AP Moller-Maersk reports loss of US $1 bn

04.03.2010 (16:19)

A P Moller-Maersk has blamed fall in freight rates and global economic crisis for the dismal financial performance of the group in 2009. In 2009, it suffered losses of US $ 1 bn as against a profit of US $ 3.5 bn.

In 2009, the A.P. Moller - Maersk Group was significantly negatively affected by the global economic crisis. Freight rates for the Group’s container activities were 28% lower than in 2008, resulting in a negative segment result of USD 2.1 billion for container activities. Tanker rates were also substantially lower than in 2008. The average price of crude oil was 36% lower in 2009 than in 2008, while the Group’s share of oil and gas production was at the same level as in 2008.
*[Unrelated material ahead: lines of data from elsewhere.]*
PR #121, opened 2024-01-11
integrate OM6 wing case

feilin-flexcompute:
- [x] fix default value of reconstruction_gradient_limiter
- [x] add to_flow360_dict()

### DIFF
--- a/flow360/__init__.py
+++ b/flow360/__init__.py
@@ -29,6 +29,7 @@ from .component.flow360_params.boundaries import (
     SupersonicInflow,
     WallFunction,
 )
+from .component.flow360_params.flow360_output import Slice, Slices
 from .component.flow360_params.flow360_params import (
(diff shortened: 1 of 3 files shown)


flow360/__init__.py
```diff
@@ -55,7 +56,6 @@
     PorousMedium,
     ProbeMonitor,
     SliceOutput,
-    Slices,
```
maciej-flexcompute, line 58: why remove slices here?

feilin-flexcompute: because Slices is imported from flow360_output.py: https://github.com/flexcompute/Flow360/pull/121/files#diff-6f2dbf2174cca53694115555325631797a3b0f630a967bf069593bb7468177f8R32

maciej-flexcompute (approved):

"The loss is significant, but 2009 was an extraordinary year with historically low rates and low demand. We managed to limit the loss by saving around USD 2 billion and we will continue to strengthen our competitiveness even further. We expect to return to modest profits in 2010," says Group CEO Nils S. Andersen.

Oil and gas activities, APM Terminals, Maersk Supply Service, Maersk Drilling, Damco and the Dansk Supermarked Group yielded positive results despite lower oil prices and lower demand as a consequence of the economic crisis, a press release said.

Cost reductions in the range of USD 2.0 billion were achieved in the Group’s business areas and group functions in 2009, of which USD 1.6 billion related to container activities. Savings were primarily achieved by restructurings, reducing fuel consumption, optimising networks and renegotiating supplier contracts.

In 2009, it was decided to phase out shipbuilding activities at Odense Steel Shipyard as existing orders are completed and to sell Norfolkline to DFDS.

To ensure the long-term funding position, the Group decided in 2009 to diversify its funding sources by placing bonds denominated in euro and Norwegian kroner, yielding gross proceeds of USD 1.8 billion. In addition, the Group sold own B shares corresponding to approximately 5.7% of A.P. Møller - Mærsk A/S’ total share capital, yielding gross proceeds of USD 1.6 billion.

The cash flow from operating activities was USD 4.7 billion corresponding to DKK 25 billion (2008: USD 8.5 billion corresponding to DKK 43 billion) – negatively affected by lower earnings.

The cash flow used for capital expenditure amounted to USD 7.9 billion corresponding to DKK 42 billion. (2008: USD 10.3 billion corresponding to DKK 52 billion).